Polymorphous low-grade adenocarcinomas (PLGA) are distinctive salivary gland neoplasms, with an almost exclusive propensity to arise from the minor salivary glands. PLGA frequently manifests as an asymptomatic, slow-growing mass within the oral cavity, which must be separated from adenoid cystic carcinoma and benign mixed tumor for therapeutic and prognostic considerations. We report a case of a 67-year-old male, who presented with a long-standing mass in the palate. This lesion was diagnosed as PLGA based on histopathological findings, which was further confirmed by the immunohistochemical marker.
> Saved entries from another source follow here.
PR #152, opened 2020-07-06
Fix: Handle encoded CBOR message exceeding buffer size

aentinger:
Currently the payload buffer for CBOR encoded messages has a size of 256 bytes. If the encoded cbor message is exceeding this max payload size then the whole message is discarded. This PR should fix this problem by encoding properties until the payload buffer is full and encoding the remaining properties on the next run of `CBOREncoder::encode`.


aentinger:
@manchoz this might be for you.

aentinger:

PR #160, opened 2020-07-08
Fix: Use sketch compile time if no connection is available for estimating system time.

aentinger:
Ensure that the returned time is at least the compile time of the sketch, otherwise we might have an error scenario where no connection is available which would lead to a timestamp of 0 which would lead to the certificate being declared 'expired' and the device will be unable to connect to the server


aentinger:
Successfully tested on DEV with MRK WiFi 1010 :heavy_check_mark:

PR #190, opened 2020-08-21
Removing stdin/stdout topic strings ...

aentinger:
since we currently don't need those topics anymore (we might need them again once we reintegrate cloud serial but right now they just consume memory.


aentinger:
Tested with `MKR WiFi 1010` :heavy_check_mark:

PR #202, opened 2020-10-02
OTA Header set compression flag

aentinger:
CC @eclipse1985 @zmoog

@zmoog Does this produce the same binary output as your builder extension?


aentinger:
builder and python tools result in same OTA file as tested by @aentinger .

PR #205, opened 2020-10-22
Fix lenght typo

eclipse1985:


per1234 (commented):
I'm glad to see this fix! I seem to always make this typo myself; maybe something to do with the keyboard layout?

My only concern would be that this could be a breaking change if people are using the `CloudLenght` type in their code. I see there have been several releases of the library with it in place. I don't know enough about this to say whether that's at all likely. If it is possible that people are using it, the misspelled type could be left in place for backwards compatibility and a new typedef added with the correct spelling.

eclipse1985:
Actually, this is a new kind of property, still not used in production as now, from what I see in the database.
The previous type `LENGHT` will be deprecated.

per1234 (approved):

PR #212, opened 2020-12-03
Adding alias for function onUpdate to address issues uncovered during user testing

aentinger:
Now functions which are triggered on an external change of the property, that is via the cloud dashboard can be registered via both `onUpdate` as well as `onExternalChange`.


aentinger:
Closing this PR due to a misunderstanding, the user confusion originated from the auto-generated names of the callbacks registered with this function, not from this function itself.

PR #231, opened 2021-02-21
fix typo in the ArduinoIoTCloud-Callbacks example

PhysicsUofRAUI:
I found an error in the Callbacks example when I was looking for a solution to a problem I was having with a project. It was the callback for what to do on disconnect. 

It was written:

```
ArduinoCloud.addCallback(ArduinoIoTCloudEvent::CONNECT, doThisOnDisconnect);
```

And I changed it to:

```
ArduinoCloud.addCallback(ArduinoIoTCloudEvent::DISCONNECT, doThisOnDisconnect);
```

Which I think is what it was meant to be.

This is my first time contributing to any Arduino project, so I apologize for breaking any conventions or not following proper protocol.


aentinger (approved):
LGTM :+1: Thank you @PhysicsUofRAUI :rocket:

Issue #221, opened 2021-01-13
ArduinoCloud does not reconnect


jcham:
The simple example projects to light up an LED work fine, but the whole thing stops working when WiFi connection gets momentarily lost, and it doesn't reconnect, requiring a reset.
If this is normal, then what is the recommended way to detect a disconnect and reconnect?
Thanks

jcham:
I've tried several things, but none of them cause the connection to come back up:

Keywords: Adenoid cystic carcinoma, minor salivary glands, polymorphous low-grade adenocarcinoma


How to cite this article:
Surya V, Tupkari JV, Joy T, Verma P. Histopathological spectrum of polymorphous low-grade adenocarcinoma. J Oral Maxillofac Pathol 2015;19:266

How to cite this URL:
Surya V, Tupkari JV, Joy T, Verma P. Histopathological spectrum of polymorphous low-grade adenocarcinoma. J Oral Maxillofac Pathol [serial online] 2015 [cited 2019 Oct 15];19:266. Available from: http://www.jomfp.in/text.asp?2015/19/2/266/164555



   Introduction Top


Polymorphous low-grade adenocarcinoma (PLGA) was recognized as a distinct entity in 1983 by Batsakis et al. Later in 1984 Evans and Batsakis coined the term PLGA. [1],[2],[3] PLGA is a malignant epithelial tumor characterized by cytological uniformity, morphological diversity, an infiltrative growth pattern and low metastatic potential. [4]

PLGA occurs almost exclusively in minor salivary glands, where it is found more frequently than adenoid cystic carcinoma (ACC). However, the incidence rate is lower than pleomorphic adenoma (PA) and mucoepidermoid carcinoma. [5] Clinically, PLGA presents as an indolent asymptomatic swelling but occasionally can be painful and even ulcerate. The most common location of PLGA is the palate, although other locations such as buccal mucosa have been described. [6]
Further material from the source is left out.